Parquet format

Parquet format

Flink supports reading Parquet files and producing Flink rows. To use the format you need to add the Flink Parquet dependency to your project:

<dependency>
    <groupId>org.apache.flink</groupId>
    <artifactId>flink-parquet</artifactId>
    <version>1.14.4</version>
</dependency>

This format is compatible with the new Source that can be used in both batch and streaming modes. Thus, you can use this format in two ways:

Bounded read for batch mode
Continuous read for streaming mode: monitors a directory for new files that appear

Bounded read example:

In this example we create a DataStream containing Parquet records as Flink Rows. We project the schema to read only certain fields (“f7”, “f4” and “f99”).
We read records in batches of 500 records. The first boolean parameter specifies if timestamp columns need to be interpreted as UTC. The second boolean instructs the application if the projected Parquet fields names are to be interpreted in a case sensitive way. There is no need for a watermark strategy as records do not contain event timestamps.

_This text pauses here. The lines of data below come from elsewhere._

PR #9996, opened 2023-12-03
Adding PredicateChoice to Paper API

derverdox:
3 days ago I posted a pull request #9991 about adding CustomModelChoice. However, we came to the conclusion that we need a more generalized approach.
As a result, I began working on what is called PredicateChoice.
To make it work the StackedContents logic had to be edited.
In the ExtraContentsMap we don't store the exact ingredient items of every recipe ingredient. Instead, whenever we account a new stack in StackedContents logic we compare it to the provided predicates and store them as "ingredient items" if they fulfill at least one predicate.

We act like the items in the inventory of the player are the exact choices when any ingredient predicate returns true.

It gets more apparent when looking at the changes.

final LogicalType[] fieldTypes =
  new LogicalType[] {
  new DoubleType(), new IntType(), new VarCharType()
  };
final ParquetColumnarRowInputFormat<FileSourceSplit> format =
  new ParquetColumnarRowInputFormat<>(
  new Configuration(),
  RowType.of(fieldTypes, new String[] {"f7", "f4", "f99"}),
  500,
  false,
  true);
final FileSource<RowData> source =
  FileSource.forBulkFileFormat(format,  /* Flink Path */)
  .build();
final DataStream<RowData> stream =
  env.fromSource(source, WatermarkStrategy.noWatermarks(), "file-source");

Continuous read example:

In this example we create a DataStream containing Parquet records as Flink Rows that will infinitely grow as new files are added to the directory. We monitor for new files each second. We project the schema to read only certain fields (“f7”, “f4” and “f99”).
We read records in batches of 500 records. The first boolean parameter specifies if timestamp columns need to be interpreted as UTC. The second boolean instructs the application if the projected Parquet fields names are to be interpreted in a case sensitive way. There is no need for a watermark strategy as records do not contain event timestamps.

final LogicalType[] fieldTypes =
  new LogicalType[] {
  new DoubleType(), new IntType(), new VarCharType()
  };
final ParquetColumnarRowInputFormat<FileSourceSplit> format =
  new ParquetColumnarRowInputFormat<>(
  new Configuration(),
  RowType.of(fieldTypes, new String[] {"f7", "f4", "f99"}),
  500,
  false,
  true);
final FileSource<RowData> source =
  FileSource.forBulkFileFormat(format,  /* Flink Path */)
  .monitorContinuously(Duration.ofSeconds(1L))
  .build();
final DataStream<RowData> stream =
  env.fromSource(source, WatermarkStrategy.noWatermarks(), "file-source");